# Моделизм > Моделизм: Авиация >  Су-35, Су-33, МиГ-29 Пилот. Из сирийской военной кампании

## Драган

Привет, мои друзья,

* Я строю свои модельные комплекты самолетов Су-35, Су-33 и МиГ-29СМТ из Сирии. И я хочу построить фигурки пилотов, чтобы поставить их перед своими самолетами. Но я не знаю, какую картинку взять за ссылку, для деталей. Я нахожу фотографии, где у пилотов уже есть ремни, но на других у них их нет. Возможно, на Су-27/35 и МиГ-29 не такое же оборудование, как на Су-25, Су-24, Су-30 и т. Д. Может ли кто-нибудь помочь мне решить эту проблему. Имеются ли пилоты для МиГ-29СМТ, Су-33 и Су-35С, ремни уже прилегают к нему они поступают в самолет или нет.А также я заметил, что пилоты на Су-33 не имеют этого оранжевого морского костюма. Они что-то другое. Может ли кто-то также помочь мне увидеть, как они выглядят, как построить фигурку для этого самолета.Пожалуйста, помогите мне одеть их правильно, как это должно быть.
На этих фотографиях вы можете увидеть, что я нашел.











Спасибо моим братьям,
Всего наилучшего.

----------


## Polikarpoff

Драган, ремни только у пилотов Су-24 и Су-25. На Су-33, Су-35 и МиГ-29 ремни находятся непосредственно на кресле!
Удачи!

----------


## Драган

Дорогой друг,

Большое спасибо.
Драган.

----------


## Драган

Также остается еще одна загадка. Будут ли наши братья, российские летчики, на Су-33, оранжевый костюм, когда они были в миссиях по Сирии, или они также были одеты так же, как и на Су-35. или что-то другое?

----------


## Polikarpoff

Над морем вообще должны летать в оранжевых ВМСК, но в этот каз по какой-то причине летали в камуфляже, похожем на тот, в котором штурмовики летают.

----------


## Антон

> Также остается еще одна загадка. Будут ли наши братья, российские летчики, на Су-33, оранжевый костюм, когда они были в миссиях по Сирии, или они также были одеты так же, как и на Су-35. или что-то другое?

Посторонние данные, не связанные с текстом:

PR #607, opened 2018-02-19
Complimentary Policies that are needed for PSD2 APIs

nmasse-itix:
Hi team,

Here is a pull request for some policies / customization of APIcast that implements SSL/TLS client certificate authentication in combination with the OpenID Connect authentication. When possible, the customization uses the new policy system.

# Needs

In the banking industry, a new regulation emerged and is being implemented : PSD2. This regulation mandates that banks are forced to open up and must expose APIs to allow payments from third parties and to allow third parties to fetch information of the user accounts.

To use the bank's APIs, the current regulation as implemented here, requires an OpenID Connect token from the end-user as well as a SSL/TLS client certificate authentication from the third party.

Since the OpenID Connect token also identifies the third party, there must be a binding between the SSL/TLS client certificate authentication and the OpenID Connect token.

Also the current implementation of this regulation requires to use OAuth scopes to restrict accesses to the Bank's APIs. 

# Implementation

First, of all, I'm very sorry for the poor presentation of this pull request. It is based on a previous branch for which I also submitted a pull request. So you might have a feeling of déjà-vu. 

The important bits are:
- `gateway/src/custom/policy/require_tls_certificate.lua`: enforces the use of a SSL/TLS client certificate to authenticate
- `gateway/src/custom/policy/bind_tls_certificate_with_oidc_token.lua`: this policy makes sure the certificate used during the SSL/TLS client certificate authentication is the one registered in RH-SSO for the used client_id. 
- `gateway/src/custom/policy/check_oidc_roles.lua`: this policy makes sure that the user has the required roles in his OIDC token

# Current state
 - unit testing
 - discuss and challenge the design
 - implement caching (currently there is none so the performances are bad)

Many thanks for your help !

Nicolas

### DIFF
--- a/examples/configuration/oidc.json
+++ b/examples/configuration/oidc.json
@@ -1,0 +1,53 @@
+{
+  "services": [
+    {
+      "id": 123,
+      "backend_version": "oauth",
+      "backend_authentication_type": "service_token",
+      "backend_authentication_value": "456",
+      "proxy": {
+        "api_backend": "http://echo-api.3scale.net",
+        "hosts": [
+          "localhost",
+          "127.0.0.1"
+        ],
+        "backend": {
+          "endpoint": "https://su1.3scale.net"
+        },
+        "oidc_issuer_endpoint": "https://sso.app.openshift.test/auth/realms/3scale",
+        "authentication_method": "oidc",
+        "proxy_rules": [
+          {
+            "http_method": "GET",
+            "pattern": "/",
+            "metric_system_name": "hits",
+            "delta": 1
+          },
+          {
+            "http_method": "POST",
+            "pattern": "/",
+            "metric_system_name": "hits",
+            "delta": 1
+          },
+          {
+            "http_method": "PUT",
+            "pattern": "/",
+            "metric_system_name": "hits",
+            "delta": 1
+          }
+        ]
+      }
+    }
+  ],
+  "oidc": [
+    {
+      "issuer": "https://sso.app.openshift.test/auth/realms/3scale",
+      "config": {
+        "public_key": "YOUR-REALM-PUBLIC-KEY",
+        "openid": {
+          "id_token_signing_alg_values_supported": [ "RS256" ]
+        }
+      }
+    }
+  ]
+}
--- a/gateway/.s2i/bin/assemble
+++ b/gateway/.s2i/bin/assemble
@@ -1,0 +1,7 @@
+#!/bin/sh
+
+echo "---> Calling the openresty-s2i assemble script..."
+/usr/libexec/s2i/assemble
+
+echo "---> Installing dependencies (custom fix)..."
+rover install --roverfile /tmp/src/Roverfile --path .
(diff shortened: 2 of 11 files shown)


mikz:
Lets tackle this issue separately from https://github.com/3scale/apicast/pull/606.

What I differences I see here are:

* Passing JWT fields to the upstream service by HTTP Headers
* Verify roles in JWT match metadata in policy configuration  

Regarding passing the JWT fields as headers. I doubt its usefulness apart from debugging/development. JWT can be decoded by the upstream API. Could you share why that is needed ? Or was it for debugging / development purposes? In that case it might be better to just use `ngx.log`.

And regarding roles/scopes there is a ongoing discussion how that should work in [THREESCALE-311]()https://issues.jboss.org/browse/THREESCALE-311). 
There is few interesting links around that topic: http://www.keycloak.org/docs/3.3/authorization_services/topics/overview/architecture.html
https://developer.okta.com/authentication-guide/implementing-authentication/set-up-authz-server.html#create-rules-for-each-access-policy

I'm not really sure what will come out of it, but it is considered for the next release. Would that cover your use case?
Could you share some example JWT that has those roles defined?

nmasse-itix:
Hi @mikz ! Sorry for the delay. 

Passing JWT fields to the upstream service by HTTP Headers is a common feature requested by most customers. 

But you are right when you say that the token can be decoded on the API backend. Namely, you can pickup a JWT library (or implement a rough decoding by yourself) and get those values. 

But from the customer point of view, it is has the following *perceived* drawbacks:
 - the API Backend needs to be modified which implies costs and risks
 - you need to find an off-the-shelf JWT library (or implement a rough decoding) for your programming language. This is easy for most recent programming languages but can be tedious when the API Backend is a mainframe (AS/400, system Z, etc.), an old unsupported Unix (Solaris), or when your API Backend is developed as shell scripts (CGI scripts) or SQL Stored Procedures. 
 - every running code is a bit more load on the API Backend which is fine when the server is a common x86 server but when the API Backend is a big mainframe priced by MIPS (the more you use the CPU, the more you pay), it ends up with higher licensing costs. 

Whereas picking values from HTTP Headers is already implemented on most applications found on customer site. In fact, the Load Balancers on customer site already use HTTP Headers to add information to the request, so customers are used to this working. 

I will try to formalize the Access Control part and comment on the Jira Ticket. 

Thanks for your help !

mikz:
@nmasse-itix makes sense. Thanks for taking the time.

We plan to add templating capabilities to the headers policy, so it could be used to extract fields from JWT.

For example it should be possible to set header "JWT-aud" with template string `{{ jwt.aud }}` and that would evaluate within context of the current request.
Surely we could have own policy with some preset jwt settings, but it seems not worth doing when it could be achieved by different policy in the future.

y-tabata:
@mikz We also want to parse jwt and pass scopes and user info to the backend by HTTP headers. Could you please tell us the plan to add templating capacilities?

mikz:
@y-tabata the plan is to have templating in the next release (~3 months), but it might be one of the first things we do.

y-tabata:
@mikz Sounds good!

eloycoto:
Already covered.

PR #610, opened 2018-02-19
[THREESCALE-328] Allow to set a client SSL cert for upstream

davidor:
This PR introduces 2 new ENVs (`APICAST_PROXY_HTTPS_CERTIFICATE_KEY ` and `APICAST_PROXY_HTTPS_CERTIFICATE`), they are used to set a client SSL certificate using the `proxy_ssl_certificate` and the `proxy_ssl_certificate_key` NGINX directives.

As a limitation, this certificate needs to be valid for all the services configured.

### DIFF
--- a/examples/ssl-verification/badssl.json
+++ b/examples/ssl-verification/badssl.json
@@ -35,6 +35,28 @@
           }
         ]
       }
+    },
+    {
+      "id": "client-cert",
+      "backend_version": 1,
+      "proxy": {
+        "api_backend": "https://client.badssl.com",
+        "backend": {
+          "endpoint": "https://echo-api.3scale.net"
+        },
+        "hosts": [
+          "client.badssl.com",
+          "localhost"
+        ],
+        "proxy_rules": [
+          {
+            "http_method": "GET",
+            "pattern": "/",
+            "metric_system_name": "hits",
+            "delta": 1
+          }
+        ]
+      }
     }
   ]
 }
--- a/gateway/conf.d/apicast.conf
+++ b/gateway/conf.d/apicast.conf
@@ -75,6 +75,34 @@ location @upstream {
   proxy_set_header X-3scale-debug "";
   proxy_set_header Connection "";
 
+  # This is a bit tricky. It uses liquid to set a SSL client certificate. In
+  # NGINX, all this is not executed as it is commented with '#'. However, in
+  # Liquid, all this will be evaluated. As a result, the following directives
+  # are set optionally: proxy_ssl_certificate, proxy_ssl_certificate_key,
+  # proxy_ssl_session_reuse, and proxy_ssl_password_file.
+
+  # {% if proxy_ssl_certificate != empty and proxy_ssl_certificate_key != empty %}
+  #   {% capture proxy_ssl %}
+  #{#}   proxy_ssl_certificate {{ proxy_ssl_certificate }};
+  #{#}   proxy_ssl_certificate_key {{ proxy_ssl_certificate_key }};
+  #   {% endcapture %}
+  #   {{ proxy_ssl | replace: "#{#}", "" }}
+  #
+  #   {% if proxy_ssl_password_file != empty %}
+  #     {% capture proxy_ssl %}
+  #{#}   proxy_ssl_password_file {{ proxy_ssl_password_file }}
+  #     {% endcapture %}
+  #   {{ proxy_ssl | replace: "#{#}", "" }}
+  #   {% endif %}
+  #
+  #   {% if proxy_ssl_session_reuse != empty %}
+  #     {% capture proxy_ssl %}
+  #{#}   proxy_ssl_session_reuse {{ proxy_ssl_session_reuse }}
+  #     {% endcapture %}
+  #   {{ proxy_ssl | replace: "#{#}", "" }}
+  #   {% endif %}
+  # {% endif %}
+
   # these are duplicated so when request is redirected here those phases are executed
   post_action @out_of_band_authrep_action;
   body_filter_by_lua_block { require('apicast.executor'):body_filter() }
--- a/gateway/src/apicast/cli/environment.lua
+++ b/gateway/src/apicast/cli/environment.lua
@@ -75,6 +75,13 @@ local function cpus()
     return tonumber(nproc)
 end
 
+local env_value_mt = {
+    __tostring = function(t) return resty_env.value(t.name) end
+}
+
+local function env_value_ref(name)
+    return setmetatable({ name = name }, env_value_mt)
+end
 
 local _M = {}
 ---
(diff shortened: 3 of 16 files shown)


gateway/conf.d/apicast.conf
```diff
@@ -75,6 +75,29 @@ location @upstream {
...
+  # NGINX, all this is not executed as it is commented with '#'. However, in
+  # Liquid, all this will be evaluated. As a result, the following directives
+  # are set optionally: proxy_ssl_certificate, proxy_ssl_certificate_key,
+  # and proxy_ssl_session_reuse. The last one is 'on' by default, and I found
+  # that the certificate defined in this location was used in other ones.
+  # Setting it to 'off' fixes the issue.
+
+  # {% if proxy_ssl_certificate and proxy_ssl_certificate_key %}
+  #   {% capture proxy_ssl_session_reuse %}
+  #   proxy_ssl_session_reuse off;
```
mikz: Maybe we should expose this as a config option with a default value so it can be customized.

davidor: Maybe, but I couldn't make this work properly with `proxy_ssl_session_reuse on;`

gateway/conf.d/apicast.conf
```diff
@@ -75,6 +75,29 @@ location @upstream {
...
+  #   {% endcapture %}
+  #   {% capture ssl_certificate %}
+  #   proxy_ssl_certificate {{ proxy_ssl_certificate }};
+  #   {% endcapture %}
+  #   {% capture ssl_certificate_key %}
+  #   proxy_ssl_certificate_key {{ proxy_ssl_certificate_key }};
```
mikz: Lets not forget [proxy_ssl_password_file](http://nginx.org/en/docs/http/ngx_http_proxy_module.html#proxy_ssl_password_file).

gateway/src/apicast/cli/environment.lua
```diff
@@ -56,13 +56,17 @@ _M.default_environment = 'production'
...
+-- @tfield ?string proxy_ssl_certificate path to SSL certificate
+-- @tfield ?string proxy_ssl_certificate_key path to SSL certificate key
 -- @tfield ?policy_chain policy_chain @{policy_chain} instance
 -- @tfield ?{string,...} nameservers list of nameservers
 -- @tfield ?string package.path path to load Lua files
 -- @tfield ?string package.cpath path to load libraries
 -- @table environment.default_config default configuration
 _M.default_config = {
     ca_bundle = resty_env.value('SSL_CERT_FILE'),
+    proxy_ssl_certificate = resty_env.value('SSL_PROXY_CERTIFICATE'),
```
mikz: We probably should covert them to absolute paths because it fails with relative ones as it changes nginx workdir/prefix with:
> nginx: [emerg] BIO_new_file("/tmp/public.crt") failed (SSL: error:02001002:system library:fopen:No such file or directory:fopen('/tmp/public.crt','r') error:2006D080:BIO routines:BIO_new_file:no such file)

But we also should support `engine:name:id ` format which would load the key from OpenSSL.

gateway/conf.d/apicast.conf
```diff
@@ -75,6 +75,29 @@ location @upstream {
...
+  #   {% endcapture %}
+  #   {{ proxy_ssl_session_reuse | replace: "#", "" }}
+  #   {{ ssl_certificate | replace: "#", "" }}
+  #   {{ ssl_certificate_key | replace: "#", "" }}
```
mikz: I find this working quite well:

```liquid
  # {% if proxy_ssl_certificate and proxy_ssl_certificate_key %}
  #   {% capture proxy_ssl %}
  #{#}   proxy_ssl_session_reuse off;
  #{#}   proxy_ssl_certificate {{ proxy_ssl_certificate }};
  #{#}   proxy_ssl_certificate_key {{ proxy_ssl_certificate_key }};
  #   {% endcapture %}
  #   {{ proxy_ssl | replace: "#{#}", "" }}
  # {% endif %}
```

This makes it obvious that it should strip only the first part of the comment and allows commenting lines within comments.

gateway/src/apicast/cli/environment.lua
```diff
@@ -56,13 +56,17 @@ _M.default_environment = 'production'
...
+    proxy_ssl_certificate_key = resty_env.value('SSL_PROXY_CERTIFICATE_KEY'),
```
mikz: We probably could name these like `APICAST_PROXY_*` (`APICAST_PROXY_CERTIFICATE` and `APICAST_PROXY_CERTIFICATE_KEY`). 

`APICAST_PROXY` is not the best name. Maybe `APICAST_UPSTREAM_HTTPS` ?

gateway/conf.d/apicast.conf
davidor: Yes. Otherwise, we'll need to type the password when Apicast boots.

gateway/conf.d/apicast.conf
davidor: Good idea :+1:

gateway/conf.d/apicast.conf
```diff
@@ -75,6 +75,23 @@ location @upstream {
...
+  # NGINX, all this is not executed as it is commented with '#'. However, in
+  # Liquid, all this will be evaluated. As a result, the following directives
+  # are set optionally: proxy_ssl_certificate, proxy_ssl_certificate_key,
+  # and proxy_ssl_session_reuse. The last one is 'on' by default, and I found
+  # that the certificate defined in this location was used in other ones.
+  # Setting it to 'off' fixes the issue.
+
+  # {% if proxy_ssl_certificate and proxy_ssl_certificate_key %}
+  #   {% capture proxy_ssl %}
+  #{#}   # proxy_ssl_session_reuse off;
```
davidor: We'll need to set this one according to `APICAST_PROXY_SESSION_REUSE`.

t/mutual-ssl.t
```diff
@@ -0,0 +1,111 @@
+use lib 't';
+use Test::APIcast::Blackbox 'no_plan';
+
+env_to_apicast(
+    'APICAST_PROXY_CERTIFICATE' => '../html/server.crt',
```
davidor: This should be `client.crt` and `client.key`.

t/mutual-ssl.t
```diff
@@ -0,0 +1,111 @@
...
+        ngx.exit(200)
+    }
+  }
+--- upstream env
+  listen $TEST_NGINX_RANDOM_PORT ssl;
+
+  ssl_certificate $TEST_NGINX_SERVROOT/html/server.crt;
+  ssl_certificate_key $TEST_NGINX_SERVROOT/html/server.key;
+
+  ssl_client_certificate $TEST_NGINX_SERVROOT/html/server.crt;
```
davidor: client.crt

examples/ssl-verification/badssl.json
```diff
@@ -35,6 +35,28 @@
...
         ]
       }
+    },
+    {
+      "id": "client-cert",
+      "backend_version": 1,
+      "proxy": {
+        "api_backend": "https://client.badssl.com",
+        "backend": {
+          "endpoint": "https://echo-api.3scale.net"
```
davidor: ?

davidor: Did you use the echo to test if the cert is sent to the backend too when the reuse ssl session option is enabled?

mikz: Yep. But I could not figure it out from the debug logs. Haven't done wireshark yet.

PR #612, opened 2018-02-20
[THREESCALE-630] passthrough invalid HTTP headers

mikz:
APIcast should not drop any headers and just pass them to upstream. Fixes https://issues.jboss.org/browse/THREESCALE-630.

### DIFF
--- a/gateway/conf/nginx.conf.liquid
+++ b/gateway/conf/nginx.conf.liquid
@@ -41,6 +41,8 @@ http {
   lua_package_path "{{ lua_path | default: package.path }}";
   lua_package_cpath "{{ lua_cpath | default: package.cpath }}";
 
+  ignore_invalid_headers off;
+
   {% if nameservers %}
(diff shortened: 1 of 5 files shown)


gateway/conf/nginx.conf.liquid
```diff
@@ -41,6 +41,9 @@ http {
   lua_package_path "{{ lua_path | default: package.path }}";
   lua_package_cpath "{{ lua_cpath | default: package.cpath }}";
 
+  underscores_in_headers on;
```
davidor: Is this needed if `ignore_invalid_headers` is set to `off`?
From the docs:

```
 When the use of underscores is disabled, request header fields whose names contain underscores are marked as invalid and become subject to the ignore_invalid_headers directive.
```

mikz: Good point. Lets try.

mikz: Indeed. Fixed.

PR #615, opened 2018-02-21
Add unit tests for the headers policy

davidor:
This policy only had integration tests.

### DIFF
--- a/spec/policy/headers/headers_spec.lua
+++ b/spec/policy/headers/headers_spec.lua
@@ -1,0 +1,204 @@
+local HeadersPolicy = require('apicast.policy.headers')
+
+describe('Headers policy', function()
+  -- Apply the operations to the same header in all the tests for simplicity
+  local header = 'test_header'
+
+  describe('.rewrite', function()
+    local request_headers = 'request' -- rewrite() only modifies request headers
+
+    local ngx_req_headers = {}
+
+    before_each(function()
+      -- ngx.req.get_headers and ngx.set_headers are not available in these tests
+      -- so we need to mock them.
+      -- Note: ngx.req_headers()['some_header'] can return a single value or a
+      -- table.
+
+      ngx_req_headers = {}
+      stub(ngx.req, 'get_headers', function() return ngx_req_headers end)
+      stub(ngx.req, 'set_header', function(name, value) ngx_req_headers[name] = value end)
+    end)
+
+    describe('the push operation', function()
+      local push = 'push'
+
+      it('creates the header with the given value when it is not set', function()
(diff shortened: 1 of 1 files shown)


spec/policy/headers/headers_spec.lua
```diff
@@ -0,0 +1,204 @@
...
+
+  describe('.rewrite', function()
+    local header_type = 'request' -- rewrite() only modifies request headers
+
+    -- ngx.req.get_headers and ngx.set_headers are not available in these tests
+    -- so we need to mock them.
+    -- Note: ngx.req_headers()['some_header'] can return a single value or a
+    -- table.
+    local ngx_req_headers = {}
+    ngx.req = {
```
mikz: Hm. This is going to override it locally. Would it be possible to have this done by `stub` in some before_each hook? I think this will leak through tests.

davidor: You are right. What's defined here also applies to the `describe(.header_filter')` block below. Which is fine in this case, but I can see how this can create problems in other cases.

davidor: Moved the stubs to a `before_each` clause so what's defined there does not leak to other tests.

spec/policy/headers/headers_spec.lua
```diff
@@ -0,0 +1,204 @@
...
+        local headers_policy = HeadersPolicy.new(config)
+
+        headers_policy:header_filter()
+
+        assert.is_nil(ngx.header[header])
+      end)
+
+      it('adds the value to the list of values for that header when its set', function()
+        ngx.header[header] = { '1', '2' }
+        local config = { [header_type] = { { op = op, header = header, value = '3' } } }
```
mikz: Might be nicer to rename `op` to `add` so it is obvious that it is `add` operation when reading the test.
And `header_type` might deserve the same treatment. 
Possibly even `test_header`.

davidor: I thought about that, but I decided to define each var as close as possible to its `describe`. Like this:
```lua
describe('the set operation', function()
  local op = 'set'
```

This way I can be more certain that I won't call the wrong operation. Having said that, I don't really have a strong opinion on this one. So if you find the other solution clearer I can change this.

mikz: Yeah. I think that is fine - using variables instead of strings is definitely better. But just renaming variable  `op` to `add` would improve readability of the test. It is hard to look up for context.

davidor: I misundertood your first comment. I thought you were proposing hardcoding the string there instead of defining the var.

The solution you propose is OK. I changed this.

PR #616, opened 2018-02-21
[t] use configuration fixtures

mikz:
Simple way of having fixtures for common blackbox configurations.

depends on https://github.com/3scale/Test-APIcast/pull/5

### DIFF
--- a/t/sanity.t
+++ b/t/sanity.t
@@ -1,6 +1,7 @@
 use lib 't';
 use Test::APIcast::Blackbox 'no_plan';
 
+filters { configuration => 'fixture=echo.json' };
 
 run_tests();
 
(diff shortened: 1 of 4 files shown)


t/sanity.t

> Над морем вообще должны летать в оранжевых ВМСК, но в этот каз по какой-то причине летали в камуфляже, похожем на тот, в котором штурмовики летают.


если вода тёплая,то летают в обычном форме , но "поплавками"

----------


## Polikarpoff

> если вода тёплая,то летают в обычном форме , но "поплавками"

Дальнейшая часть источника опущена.